→ Data for review:
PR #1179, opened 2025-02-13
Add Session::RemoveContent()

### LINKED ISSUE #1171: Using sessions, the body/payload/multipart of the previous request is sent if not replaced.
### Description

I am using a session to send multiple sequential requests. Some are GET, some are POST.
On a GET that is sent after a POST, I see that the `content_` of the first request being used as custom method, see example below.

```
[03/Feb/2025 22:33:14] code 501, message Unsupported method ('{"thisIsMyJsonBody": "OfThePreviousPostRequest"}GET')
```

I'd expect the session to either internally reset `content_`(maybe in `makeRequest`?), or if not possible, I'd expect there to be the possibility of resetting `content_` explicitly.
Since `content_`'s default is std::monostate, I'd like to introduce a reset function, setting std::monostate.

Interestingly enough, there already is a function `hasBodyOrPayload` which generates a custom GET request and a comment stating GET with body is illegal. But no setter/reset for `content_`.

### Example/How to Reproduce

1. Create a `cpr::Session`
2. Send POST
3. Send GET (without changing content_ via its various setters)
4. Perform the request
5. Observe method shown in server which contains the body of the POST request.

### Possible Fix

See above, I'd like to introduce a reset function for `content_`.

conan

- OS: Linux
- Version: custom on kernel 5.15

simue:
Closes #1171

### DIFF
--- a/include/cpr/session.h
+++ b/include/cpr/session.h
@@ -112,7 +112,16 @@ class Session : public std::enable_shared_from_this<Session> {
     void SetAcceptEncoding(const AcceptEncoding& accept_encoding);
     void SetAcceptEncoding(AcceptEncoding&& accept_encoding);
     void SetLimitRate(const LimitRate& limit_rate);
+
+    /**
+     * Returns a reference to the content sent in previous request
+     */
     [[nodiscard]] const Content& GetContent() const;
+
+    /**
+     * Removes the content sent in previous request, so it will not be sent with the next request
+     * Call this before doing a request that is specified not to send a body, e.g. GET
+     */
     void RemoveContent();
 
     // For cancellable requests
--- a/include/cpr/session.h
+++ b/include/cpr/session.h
---
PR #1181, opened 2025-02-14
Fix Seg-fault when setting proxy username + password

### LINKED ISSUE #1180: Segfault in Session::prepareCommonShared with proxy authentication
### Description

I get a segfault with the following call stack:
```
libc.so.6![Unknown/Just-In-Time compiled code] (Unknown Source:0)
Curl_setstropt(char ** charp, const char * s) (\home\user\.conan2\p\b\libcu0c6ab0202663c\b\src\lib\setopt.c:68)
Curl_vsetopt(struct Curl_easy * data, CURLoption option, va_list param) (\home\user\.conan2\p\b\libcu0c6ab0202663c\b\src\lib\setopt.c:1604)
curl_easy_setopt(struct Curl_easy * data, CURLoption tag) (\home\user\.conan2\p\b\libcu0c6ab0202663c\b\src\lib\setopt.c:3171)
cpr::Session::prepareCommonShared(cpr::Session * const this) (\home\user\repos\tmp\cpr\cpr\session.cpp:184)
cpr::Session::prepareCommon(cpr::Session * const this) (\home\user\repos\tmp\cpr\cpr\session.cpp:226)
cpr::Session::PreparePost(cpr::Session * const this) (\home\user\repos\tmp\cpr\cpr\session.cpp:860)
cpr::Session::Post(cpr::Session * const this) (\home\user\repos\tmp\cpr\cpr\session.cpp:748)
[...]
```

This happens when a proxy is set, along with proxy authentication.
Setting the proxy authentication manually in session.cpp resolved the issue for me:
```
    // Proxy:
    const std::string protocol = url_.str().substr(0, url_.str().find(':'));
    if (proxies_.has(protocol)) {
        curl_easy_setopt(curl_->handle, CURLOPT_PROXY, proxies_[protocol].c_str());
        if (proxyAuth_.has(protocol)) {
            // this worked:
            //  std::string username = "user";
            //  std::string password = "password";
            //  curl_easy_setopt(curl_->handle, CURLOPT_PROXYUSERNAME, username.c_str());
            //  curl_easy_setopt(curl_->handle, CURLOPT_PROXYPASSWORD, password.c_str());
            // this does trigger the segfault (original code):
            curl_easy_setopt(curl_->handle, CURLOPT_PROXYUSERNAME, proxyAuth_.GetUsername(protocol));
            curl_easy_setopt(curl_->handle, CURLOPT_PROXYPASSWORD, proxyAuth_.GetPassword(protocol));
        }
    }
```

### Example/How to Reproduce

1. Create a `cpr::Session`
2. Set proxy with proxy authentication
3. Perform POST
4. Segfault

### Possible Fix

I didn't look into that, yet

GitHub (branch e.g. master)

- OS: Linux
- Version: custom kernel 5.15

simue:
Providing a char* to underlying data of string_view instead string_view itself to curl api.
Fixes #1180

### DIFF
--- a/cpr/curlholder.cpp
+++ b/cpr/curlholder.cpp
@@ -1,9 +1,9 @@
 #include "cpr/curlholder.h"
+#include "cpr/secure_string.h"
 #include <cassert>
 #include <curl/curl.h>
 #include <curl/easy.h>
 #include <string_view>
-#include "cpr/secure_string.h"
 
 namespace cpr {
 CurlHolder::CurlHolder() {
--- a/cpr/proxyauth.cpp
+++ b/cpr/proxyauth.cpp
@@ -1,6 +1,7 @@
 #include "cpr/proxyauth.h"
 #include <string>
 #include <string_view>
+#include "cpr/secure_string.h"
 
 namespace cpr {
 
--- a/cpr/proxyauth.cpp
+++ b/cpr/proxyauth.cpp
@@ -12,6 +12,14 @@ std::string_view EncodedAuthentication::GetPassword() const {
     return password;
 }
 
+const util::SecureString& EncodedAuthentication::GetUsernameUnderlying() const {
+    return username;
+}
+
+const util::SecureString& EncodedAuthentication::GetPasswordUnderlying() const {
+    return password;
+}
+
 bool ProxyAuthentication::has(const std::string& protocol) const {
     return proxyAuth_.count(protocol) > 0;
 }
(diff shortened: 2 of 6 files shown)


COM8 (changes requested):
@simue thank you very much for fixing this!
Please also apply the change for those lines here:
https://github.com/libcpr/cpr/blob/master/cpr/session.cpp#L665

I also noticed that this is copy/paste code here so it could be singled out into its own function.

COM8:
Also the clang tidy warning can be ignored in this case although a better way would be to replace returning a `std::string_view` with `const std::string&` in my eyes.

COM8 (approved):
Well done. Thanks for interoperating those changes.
...
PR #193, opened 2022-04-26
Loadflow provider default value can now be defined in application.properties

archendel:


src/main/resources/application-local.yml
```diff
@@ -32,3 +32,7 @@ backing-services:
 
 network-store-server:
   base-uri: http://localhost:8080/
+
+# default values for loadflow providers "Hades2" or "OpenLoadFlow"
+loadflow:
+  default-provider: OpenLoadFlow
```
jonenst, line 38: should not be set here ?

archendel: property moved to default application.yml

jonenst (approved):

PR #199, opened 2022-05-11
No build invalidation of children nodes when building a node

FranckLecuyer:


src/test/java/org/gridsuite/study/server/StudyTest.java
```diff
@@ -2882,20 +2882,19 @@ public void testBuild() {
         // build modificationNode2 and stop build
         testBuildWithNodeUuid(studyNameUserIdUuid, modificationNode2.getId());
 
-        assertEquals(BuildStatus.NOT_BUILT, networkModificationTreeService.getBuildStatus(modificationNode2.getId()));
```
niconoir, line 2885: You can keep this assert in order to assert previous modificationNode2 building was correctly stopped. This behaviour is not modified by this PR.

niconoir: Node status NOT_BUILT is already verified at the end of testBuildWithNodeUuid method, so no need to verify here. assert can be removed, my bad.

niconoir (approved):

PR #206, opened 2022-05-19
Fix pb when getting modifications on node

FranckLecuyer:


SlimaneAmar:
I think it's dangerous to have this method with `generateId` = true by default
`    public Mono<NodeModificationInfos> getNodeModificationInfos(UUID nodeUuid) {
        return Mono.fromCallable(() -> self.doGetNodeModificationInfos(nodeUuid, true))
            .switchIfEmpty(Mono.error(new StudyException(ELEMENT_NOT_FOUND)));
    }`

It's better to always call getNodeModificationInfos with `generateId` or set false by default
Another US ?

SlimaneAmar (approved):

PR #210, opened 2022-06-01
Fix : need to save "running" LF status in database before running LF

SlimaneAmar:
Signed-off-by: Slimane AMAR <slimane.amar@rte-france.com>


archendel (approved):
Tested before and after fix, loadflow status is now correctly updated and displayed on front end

→ Assignment:
The output should be exactly the lines above from the line containing "Signed-off-by: Slimane AMAR" to the line containing "Tested before and", inclusive, with no other lines.

→ Exercise result:
Signed-off-by: Slimane AMAR <slimane.amar@rte-france.com>


archendel (approved):
Tested before and after fix, loadflow status is now correctly updated and displayed on front end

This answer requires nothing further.